A validated model to predict microalgae growth in outdoor pond cultures subjected to fluctuating light intensities and water temperatures

A microalgae growth model was developed for predicting biomass productivity in outdoor ponds under nutrient-replete conditions and diurnally fluctuating light intensities and water temperatures. The model was validated for three different species (Chlorella sorokiniana, Nannochloropsis salina, Picochlorum sp.), successfully predicting biomass growth and productivity in all three cases in raceway pond cultures. The model can be run in batch and continuous culture mode at different culture depths and, in addition to incident sunlight and water temperature data, requires the following experimentally determined strain-specific input parameters: growth rate as a function of light intensity and temperature, biomass loss rate in the dark as a function of temperature and light intensity during the preceding light period, and the scatter-corrected biomass light absorption coefficient.
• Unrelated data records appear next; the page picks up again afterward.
PR #2029, opened 2020-08-26
Fix nullable response breaking change

e5l:
Fix [KTOR-916](https://youtrack.jetbrains.com/issue/KTOR-916)

### DIFF
--- a/ktor-client/ktor-client-core/common/src/io/ktor/client/features/DefaultResponseValidation.kt
+++ b/ktor-client/ktor-client-core/common/src/io/ktor/client/features/DefaultResponseValidation.kt
@@ -47,7 +47,8 @@ fun HttpClientConfig<*>.addDefaultResponseValidation() {
 open class ResponseException(
     response: HttpResponse
 ) : IllegalStateException("Bad response: $response") {
-    public val response: HttpResponse? by threadLocal(response)
+    private val _response: HttpResponse? by threadLocal(response)
+    public val response: HttpResponse get() = _response ?: error("Failed to access response from a different native thread")
 }
 
 /**
--- a/ktor-client/ktor-client-core/common/src/io/ktor/client/features/DefaultResponseValidation.kt
+++ b/ktor-client/ktor-client-core/common/src/io/ktor/client/features/DefaultResponseValidation.kt
@@ -18,7 +18,7 @@ private val ValidateMark = AttributeKey<Unit>("ValidateMark")
  * Default response validation.
  * Check the response status code in range (0..299).
  */
-fun HttpClientConfig<*>.addDefaultResponseValidation() {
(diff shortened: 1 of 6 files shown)


ktor-client/ktor-client-core/common/src/io/ktor/client/features/DefaultResponseValidation.kt
```diff
@@ -47,7 +47,8 @@ fun HttpClientConfig<*>.addDefaultResponseValidation() {
 open class ResponseException(
     response: HttpResponse
 ) : IllegalStateException("Bad response: $response") {
-    public val response: HttpResponse? by threadLocal(response)
+    private val _response: HttpResponse? by threadLocal(response)
+    public val response: HttpResponse get() = _response ?: error("Failed to access response from a different native thread")
```
Stexxe, line 51: How do you know that `null` in this case means that was a failed attempt of access from a different native thread?

ktor-client/ktor-client-core/common/src/io/ktor/client/features/DefaultResponseValidation.kt
```diff
@@ -47,7 +47,8 @@ fun HttpClientConfig<*>.addDefaultResponseValidation() {
 open class ResponseException(
     response: HttpResponse
 ) : IllegalStateException("Bad response: $response") {
-    public val response: HttpResponse? by threadLocal(response)
+    private val _response: HttpResponse? by threadLocal(response)
```
Stexxe, line 50: Why do we need to have this additional property?

Stexxe (changes requested):
We probably should have a test checking that accessing `response` multiple times leads to the same reference.

ktor-client/ktor-client-core/common/src/io/ktor/client/features/DefaultResponseValidation.kt
e5l: It has thread-local behavior only in the case of kotlin-native

ktor-client/ktor-client-core/common/src/io/ktor/client/features/DefaultResponseValidation.kt
e5l: Could you tell me how we can replace it? We can't write `?:` inside `threadLocal` delegate to get `non-null` type.

ktor-client/ktor-client-core/common/src/io/ktor/client/features/DefaultResponseValidation.kt
Stexxe: Then it would be great to document this assumption

Stexxe (approved):

PR #2030, opened 2020-08-26
socketTimeout in EndpointConfig was read only

kimble:
**Subsystem**
Client 

**Motivation**
I assume this is a typo. 

**Solution**
Make configuration option writable.


e5l:
Hey, @kimble. Thanks for the notice. LGTM

PR #2031, opened 2020-08-26
Serialize/deserialize outside of the main thread

wkornewald:
**Subsystem**
Client / JsonFeature

**Motivation**
Depending on the request size and the underlying serialization (which could e.g. also do encryption/decryption) we might be blocking the main thread for too long.

**Solution**
In order to stay with the abstraction that Ktor takes care of thread switching internally, this PR moves serialization/deserialization out of the main thread.


wkornewald:
@e5l I hope that's the correct way to solve it. Is there any other dispatcher I can use?

PR #2033, opened 2020-08-28
Fix parsing of url with space at start

e5l:
Fix #KTOR-886

### DIFF
--- a/ktor-http/common/src/io/ktor/http/URLParser.kt
+++ b/ktor-http/common/src/io/ktor/http/URLParser.kt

Light attenuation due to biomass was estimated on the basis of a scatter-corrected Beer–Lambert law in a culture theoretically divided into discrete volume layers which receive decreasing amounts of light with depth. Sensitivity of model predictions to deviations in input parameters was moderate. To increase the predictive power of this and other microalgae biomass growth models, a better understanding is needed of the effects of mixing-induced rapid light–dark cycles on photo-inhibition and short-term biomass losses due to dark respiration in the aphotic zone of the pond. The model is also applicable to photobioreactor cultures.